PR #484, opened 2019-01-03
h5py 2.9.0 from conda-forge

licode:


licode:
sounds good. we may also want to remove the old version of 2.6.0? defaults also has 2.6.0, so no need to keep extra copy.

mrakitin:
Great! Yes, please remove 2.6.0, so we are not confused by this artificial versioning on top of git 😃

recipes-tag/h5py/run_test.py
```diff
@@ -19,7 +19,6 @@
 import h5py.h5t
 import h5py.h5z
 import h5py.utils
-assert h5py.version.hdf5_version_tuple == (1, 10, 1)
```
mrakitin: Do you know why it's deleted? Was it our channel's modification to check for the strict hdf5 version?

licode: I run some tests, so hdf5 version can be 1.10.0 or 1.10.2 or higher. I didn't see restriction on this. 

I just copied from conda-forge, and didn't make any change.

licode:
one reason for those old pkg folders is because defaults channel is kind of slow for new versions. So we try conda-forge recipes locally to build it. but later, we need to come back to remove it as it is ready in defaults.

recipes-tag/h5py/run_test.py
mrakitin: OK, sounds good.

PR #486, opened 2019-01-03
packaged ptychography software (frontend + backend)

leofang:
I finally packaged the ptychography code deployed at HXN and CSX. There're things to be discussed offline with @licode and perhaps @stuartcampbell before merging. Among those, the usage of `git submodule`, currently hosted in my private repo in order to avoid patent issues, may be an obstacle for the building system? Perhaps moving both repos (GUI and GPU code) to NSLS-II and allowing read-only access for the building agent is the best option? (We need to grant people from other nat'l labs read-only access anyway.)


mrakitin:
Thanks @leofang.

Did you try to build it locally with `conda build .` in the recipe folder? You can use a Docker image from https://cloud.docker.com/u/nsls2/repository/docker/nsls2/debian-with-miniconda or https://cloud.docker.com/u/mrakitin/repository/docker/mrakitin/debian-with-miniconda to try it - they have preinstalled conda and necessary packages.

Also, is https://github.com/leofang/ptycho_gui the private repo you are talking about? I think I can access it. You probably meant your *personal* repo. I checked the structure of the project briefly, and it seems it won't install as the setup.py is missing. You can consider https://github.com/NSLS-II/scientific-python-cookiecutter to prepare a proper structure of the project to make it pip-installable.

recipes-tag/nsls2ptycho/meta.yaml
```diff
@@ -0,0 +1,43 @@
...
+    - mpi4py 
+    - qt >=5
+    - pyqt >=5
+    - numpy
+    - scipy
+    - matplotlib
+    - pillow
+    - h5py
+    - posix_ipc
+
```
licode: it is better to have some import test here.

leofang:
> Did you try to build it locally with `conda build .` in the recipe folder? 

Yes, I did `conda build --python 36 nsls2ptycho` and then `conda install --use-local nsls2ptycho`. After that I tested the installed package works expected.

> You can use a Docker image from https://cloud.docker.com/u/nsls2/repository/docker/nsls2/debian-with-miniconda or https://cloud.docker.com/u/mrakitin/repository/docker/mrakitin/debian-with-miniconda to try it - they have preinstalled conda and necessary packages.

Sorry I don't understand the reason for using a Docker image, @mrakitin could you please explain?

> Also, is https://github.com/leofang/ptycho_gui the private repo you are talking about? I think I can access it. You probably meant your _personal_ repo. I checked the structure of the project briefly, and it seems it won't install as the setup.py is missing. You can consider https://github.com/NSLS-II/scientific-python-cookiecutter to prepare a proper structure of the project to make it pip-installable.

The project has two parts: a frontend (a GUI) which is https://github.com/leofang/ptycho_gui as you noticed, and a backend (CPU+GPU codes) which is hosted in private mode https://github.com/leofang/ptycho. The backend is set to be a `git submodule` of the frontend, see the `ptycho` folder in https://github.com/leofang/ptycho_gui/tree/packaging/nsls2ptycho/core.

○ ○ ○

**TASK REQUIREMENTS:**
Please, from the material above, copy only the lines from the line with "recipe folder? You" up to and including the line with "Sorry I don't", exactly as written.

**PROBLEM SOLUTION:**
Did you try to build it locally with `conda build .` in the recipe folder? You can use a Docker image from https://cloud.docker.com/u/nsls2/repository/docker/nsls2/debian-with-miniconda or https://cloud.docker.com/u/mrakitin/repository/docker/mrakitin/debian-with-miniconda to try it - they have preinstalled conda and necessary packages.

Also, is https://github.com/leofang/ptycho_gui the private repo you are talking about? I think I can access it. You probably meant your *personal* repo. I checked the structure of the project briefly, and it seems it won't install as the setup.py is missing. You can consider https://github.com/NSLS-II/scientific-python-cookiecutter to prepare a proper structure of the project to make it pip-installable.

recipes-tag/nsls2ptycho/meta.yaml
```diff
@@ -0,0 +1,43 @@
...
+    - mpi4py 
+    - qt >=5
+    - pyqt >=5
+    - numpy
+    - scipy
+    - matplotlib
+    - pillow
+    - h5py
+    - posix_ipc
+
```
licode: it is better to have some import test here.

leofang:
> Did you try to build it locally with `conda build .` in the recipe folder? 

Yes, I did `conda build --python 36 nsls2ptycho` and then `conda install --use-local nsls2ptycho`. After that I tested the installed package works expected.

> You can use a Docker image from https://cloud.docker.com/u/nsls2/repository/docker/nsls2/debian-with-miniconda or https://cloud.docker.com/u/mrakitin/repository/docker/mrakitin/debian-with-miniconda to try it - they have preinstalled conda and necessary packages.

Sorry I don't understand the reason for using a Docker image, @mrakitin could you please explain?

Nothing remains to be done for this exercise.